302Interest on repayment of PRT or APRTU.K.

(1)Subsection (3) applies if any amount of petroleum revenue tax paid by a participator in an oil field is, under any provision of Part 1 of OTA 1975, repaid to the participator with interest.

(2)Subsection (3) also applies if interest is paid to a participator under paragraph 10(4) of Schedule 19 to FA 1982 (interest on advance petroleum revenue tax which becomes repayable).

(3)The interest paid is to be disregarded in calculating the participator's income for corporation tax purposes.

ReliefU.K.

303Management expensesU.K.

No deduction under section 1219 of CTA 2009 (expenses of management of a company's investment business) is to be allowed from a company's ring fence profits.

304LossesU.K.

(1)Relief in respect of a loss incurred by a company may not be given under section 37 (relief for trade losses against total profits) against that company's ring fence profits except so far as the loss arises from oil extraction activities or from oil rights.
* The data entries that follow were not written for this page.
PR #8997, opened 2024-12-02
fix(oidc): prompts slice conversion function returns slice which contains unexpected empty strings 

zuzmic:
# Which Problems Are Solved

Slice initialized with a fixed length instead of capacity, this leads to unexpected results when calling the append function.

# How the Problems Are Solved

fixed slice initialization, slice is initialized with zero length and with capacity of function's argument

# Additional Changes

(2)Subsection (5) applies if conditions A and B are met.

(3)Condition A is that a company incurs a loss in an accounting period in activities (“separate activities”) which, for that or any subsequent accounting period, are treated by section 279 as a separate trade for the purposes of the charge to corporation tax on income.

(4)Condition B is that any of the company's trading income in any subsequent accounting period is derived from activities (“related activities”) which are not part of the separate activities but which would together with those activities constitute a single trade, were it not for section 279.

(5)The loss may be used under section 45 (carry forward of trade loss against subsequent trade profits) to reduce so much of the company's trading income in any subsequent accounting period as is derived from the related activities.

(6)Subsection (5) applies despite anything in section 279.

305Group reliefU.K.

(1)On a claim for group relief made by a claimant company in relation to a surrendering company, group relief may not be allowed against the claimant company's ring fence profits except so far as the claim relates to losses incurred by the surrendering company that arose from oil extraction activities or from oil rights.

(2)In section 105 (restriction on surrender of losses etc within section 99(1)(d) to (g)) the references to the surrendering company's gross profits of the surrender period do not include the company's relevant ring fence profits for that period.

(3)The company's “relevant ring fence profits” for that period are—

(a)if for that period there are no qualifying charitable donations made by the company that are allowable under Part 6 (charitable donations relief), the company's ring fence profits for that period, or

(b)otherwise, so much of the company's ring fence profits for that period as exceeds the amount of the qualifying charitable donations made by the company that are allowable under section 189 for that period.

(4)In this section “claimant company” and “surrendering company” are to be read in accordance with Part 5 (group relief) (see section 188).

306Capital allowancesU.K.

(1)A capital allowance may not to any extent be given effect under section 259 or 260 of CAA 2001 (special leasing) by deduction from a company's ring fence profits.

(2)But subsection (1) does not apply to a capital allowance which falls to be made to a company for any accounting period in respect of an asset which—

(a)is used in the relevant accounting period by a company associated with it, and

(b)is so used in carrying on oil extraction activities.

(3)The relevant accounting period” means that for which the allowance in question first falls to be made to the company (whether or not it can to any extent be given effect in that period under section 259 of CAA 2001).